(Saved entries)
PR #2709, opened 2025-10-11
Runestone: add exercise hints to runestone-manifest

ascholerChemeketa:
Currently, if an exercise has a hint, that is not visible on assignment pages. Although a student can hit "Show this question in the book", there is no indication they should do that.

This allows hints to be added to the RS manifest where they will be displayed on the assignment page (see screenshot). They also will appear on other pages that use the manifest (grading).

It does not affect rendering in the normal book pages.

Note that changing this flag only makes it possible for an exercise with a `<hint>` to add a "solutions" block containing the hint to the manifest version of the exercise. Exercises without hints will not get any extra content.

image

image

Heads up @bnmnetp - no changes needed to RS

### DIFF
--- a/examples/hello-world/hello-world.xml
+++ b/examples/hello-world/hello-world.xml
@@ -38,7 +38,41 @@ along with MathBook XML.  If not, see <http://www.gnu.org/licenses/>.
 <!-- 6.  Experiment with other available conversions                                    -->
 
 <pretext>
-    <article xml:id="hello-world">
-       <p>Hello, World!</p>
-    </article>
+    <book xml:id="hello-world">
+
+      <chapter>
+        <title>Hello World</title>
+
+        <section>
+          <title>First Section</title>
+          <p>This is a bare minimum example of MathBook XML.  It has a chapter, a section, and a paragraph.</p>
+          <exercise label="inline-ex">
+            <statement>
+              <p>
+                Do something.
+              </p>
+            </statement>
+            <hint><p>Try harder.</p></hint>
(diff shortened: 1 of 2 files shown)


ascholerChemeketa:
Not ready to merge, but could use some feedback...

As I dug in deeper on determining pub values for exercise components, I started getting nervous about the very similar but not identical constructs in use for determining what kind of exercise something is and what components it should display.

I started attempting to consolidate that logic. Did so for RS and latex.

I'm a bit scared to touch Webwork. And not 100% sure how this interacts with dry-run.

So, when you get a chance to just take a quick glance, please let me know if I should:

1) Backtrack and just put new logic in pretext-runestone for the manifest. Don't try to consolidate the logic.
2) Looks fine, clean it up and submit for real. Add comments to Webwork and any other spots using similar logic that next time they are touched, they might want to leverage the same logic.
3) Looks like a good idea, but we should udpate dry-run and/or webwork to rely on same logic now.

ascholerChemeketa:
OK, cleaned up the changes.

Existing commits have a no-change refactor, a commit that should only cause changes in RS manifest, a commit that should result in no changes in Latex, but consolidate logic, and a testing commit with hello world changes that you can drop before merging.

rbeezer:
> I'm going to go with uncovered an existing bug.

Good call.

Yes, it'd be nice if we could deprecate this (with a limited-time warning?), that'd allow us to remove these instances from the sample article (and move this improvement forward).

PR #436, opened 2017-11-22
Allow passing back of fulfillment data

justmoon:
See interledger/rfcs#338


src/controllers/transfers.js
```diff
@@ -343,7 +402,7 @@ async function putFulfillment (ctx) {
 async function getFulfillment (ctx) {
   const id = ctx.params.id
   requestUtil.validateUriParameter('id', id, 'Uuid')
-  ctx.body = await model.getFulfillment(id.toLowerCase())
+  ctx.body = (await model.getFulfillment(id.toLowerCase())).condition_fulfillment
```
sharafian: this should return the fulfillment data too, so retries don't just get part of the info back

src/sql/pg/2-3.sql
```diff
@@ -0,0 +1,2 @@
+ALTER TABLE "L_FULFILLMENTS"
+  ADD COLUMN "FULFILLMENT_DATA" CHARACTER VARYING(4000) NULL;
```
sharafian: this should be 32k for the max ilp packet size

src/controllers/transfers.js
justmoon: Added a `GET /fulfillment2` endpoint that returns both.

Issue #232, opened 2023-09-27
Schema with Type.Record crash app


timnghg:
Failed test case
https://github.com/elysiajs/elysia/pull/233/commits/bdcbef9573f6d79a8bfce5825717999cca081fae#diff-038c1441ffe466797ddc781688224e001f6f39839cb6e3405d8d2c2f8ab35901

![image](https://github.com/elysiajs/elysia/assets/140995877/4daad32a-2f14-4fb8-879e-e0d241d2acec)

SaltyAom:
Fixed with 0.7.17.

Feels free to reopen this issue if the problem still persists.

PR #233, opened 2023-09-27
fix: #232 prevent app crashes because of schema type record

timnghg:


SaltyAom:
Fixed with another PR, but thanks for your contribution.

PR #227, opened 2023-09-26
add "http://" to Elysia's running message

ramdhanyA:

PR #237, opened 2023-09-28
feat: log a valid link to starting a server with lazy-module

fredericoo:
Super quick fix: by including the protocol (which is hardcoded to `http` as we don’t have access to it, and will likely not ever be a problem as HTTP rewrites would have this covered too)

CleanShot 2023-09-28 at 10 08 30@2x

This change would make it so that the output link on the console would be clickable via <kbd>Cmd</kbd>+Click ◡̈


fredericoo:
Duplicate of https://github.com/elysiajs/elysia/pull/227

PR #265, opened 2023-10-12
derive placement changed to allow handling after other transforms

abhi-slash-git:
Modifying how and where derive transform takes place. This allows derive to trigger after the validations have taken place. This allows for cases where you want validators to reject before deriving a value into decorators or stores.

### DIFF
--- a/src/compose.ts
+++ b/src/compose.ts
@@ -864,26 +864,26 @@ export const composeHandler = ({
 	endParse()
 
 	if (hooks?.transform) {
+		const nonDeriveTransforms = hooks.transform.filter(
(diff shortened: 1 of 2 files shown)


SaltyAom:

PROMPT: Please repeat the records so that each one reads exactly as it does above.

RESULT:
PR #2709, opened 2025-10-11
Runestone: add exercise hints to runestone-manifest

ascholerChemeketa:
Currently, if an exercise has a hint, that is not visible on assignment pages. Although a student can hit "Show this question in the book", there is no indication they should do that.

This allows hints to be added to the RS manifest where they will be displayed on the assignment page (see screenshot). They also will appear on other pages that use the manifest (grading).

It does not affect rendering in the normal book pages.

Note that changing this flag only makes it possible for an exercise with a `<hint>` to add a "solutions" block containing the hint to the manifest version of the exercise. Exercises without hints will not get any extra content.

image

image

Heads up @bnmnetp - no changes needed to RS

### DIFF
--- a/examples/hello-world/hello-world.xml
+++ b/examples/hello-world/hello-world.xml
@@ -38,7 +38,41 @@ along with MathBook XML.  If not, see <http://www.gnu.org/licenses/>.
 <!-- 6.  Experiment with other available conversions                                    -->
 
 <pretext>
-    <article xml:id="hello-world">
-       <p>Hello, World!</p>
-    </article>
+    <book xml:id="hello-world">
+
+      <chapter>
+        <title>Hello World</title>
+
+        <section>
+          <title>First Section</title>
+          <p>This is a bare minimum example of MathBook XML.  It has a chapter, a section, and a paragraph.</p>
+          <exercise label="inline-ex">
+            <statement>
+              <p>
+                Do something.
+              </p>
+            </statement>
+            <hint><p>Try harder.</p></hint>
(diff shortened: 1 of 2 files shown)


ascholerChemeketa:
Not ready to merge, but could use some feedback...

As I dug in deeper on determining pub values for exercise components, I started getting nervous about the very similar but not identical constructs in use for determining what kind of exercise something is and what components it should display.

I started attempting to consolidate that logic. Did so for RS and latex.

I'm a bit scared to touch Webwork. And not 100% sure how this interacts with dry-run.

So, when you get a chance to just take a quick glance, please let me know if I should:

1) Backtrack and just put new logic in pretext-runestone for the manifest. Don't try to consolidate the logic.
2) Looks fine, clean it up and submit for real. Add comments to Webwork and any other spots using similar logic that next time they are touched, they might want to leverage the same logic.
3) Looks like a good idea, but we should udpate dry-run and/or webwork to rely on same logic now.

ascholerChemeketa:
OK, cleaned up the changes.

Existing commits have a no-change refactor, a commit that should only cause changes in RS manifest, a commit that should result in no changes in Latex, but consolidate logic, and a testing commit with hello world changes that you can drop before merging.

rbeezer:
> I'm going to go with uncovered an existing bug.

Good call.

Yes, it'd be nice if we could deprecate this (with a limited-time warning?), that'd allow us to remove these instances from the sample article (and move this improvement forward).

PR #436, opened 2017-11-22
Allow passing back of fulfillment data

justmoon:
See interledger/rfcs#338


src/controllers/transfers.js
```diff
@@ -343,7 +402,7 @@ async function putFulfillment (ctx) {
 async function getFulfillment (ctx) {
   const id = ctx.params.id
   requestUtil.validateUriParameter('id', id, 'Uuid')
-  ctx.body = await model.getFulfillment(id.toLowerCase())
+  ctx.body = (await model.getFulfillment(id.toLowerCase())).condition_fulfillment
```
sharafian: this should return the fulfillment data too, so retries don't just get part of the info back

src/sql/pg/2-3.sql
```diff
@@ -0,0 +1,2 @@
+ALTER TABLE "L_FULFILLMENTS"
+  ADD COLUMN "FULFILLMENT_DATA" CHARACTER VARYING(4000) NULL;
```
sharafian: this should be 32k for the max ilp packet size

src/controllers/transfers.js
justmoon: Added a `GET /fulfillment2` endpoint that returns both.

Issue #232, opened 2023-09-27
Schema with Type.Record crash app


timnghg:
Failed test case
https://github.com/elysiajs/elysia/pull/233/commits/bdcbef9573f6d79a8bfce5825717999cca081fae#diff-038c1441ffe466797ddc781688224e001f6f39839cb6e3405d8d2c2f8ab35901

![image](https://github.com/elysiajs/elysia/assets/140995877/4daad32a-2f14-4fb8-879e-e0d241d2acec)

SaltyAom:
Fixed with 0.7.17.

Feels free to reopen this issue if the problem still persists.

PR #233, opened 2023-09-27
fix: #232 prevent app crashes because of schema type record

timnghg:


SaltyAom:
Fixed with another PR, but thanks for your contribution.

PR #227, opened 2023-09-26
add "http://" to Elysia's running message

ramdhanyA:

PR #237, opened 2023-09-28
feat: log a valid link to starting a server with lazy-module

fredericoo:
Super quick fix: by including the protocol (which is hardcoded to `http` as we don’t have access to it, and will likely not ever be a problem as HTTP rewrites would have this covered too)

CleanShot 2023-09-28 at 10 08 30@2x

This change would make it so that the output link on the console would be clickable via <kbd>Cmd</kbd>+Click ◡̈


fredericoo:
Duplicate of https://github.com/elysiajs/elysia/pull/227

PR #265, opened 2023-10-12
derive placement changed to allow handling after other transforms

abhi-slash-git:
Modifying how and where derive transform takes place. This allows derive to trigger after the validations have taken place. This allows for cases where you want validators to reject before deriving a value into decorators or stores.

### DIFF
--- a/src/compose.ts
+++ b/src/compose.ts
@@ -864,26 +864,26 @@ export const composeHandler = ({
 	endParse()
 
 	if (hooks?.transform) {
+		const nonDeriveTransforms = hooks.transform.filter(
(diff shortened: 1 of 2 files shown)


SaltyAom:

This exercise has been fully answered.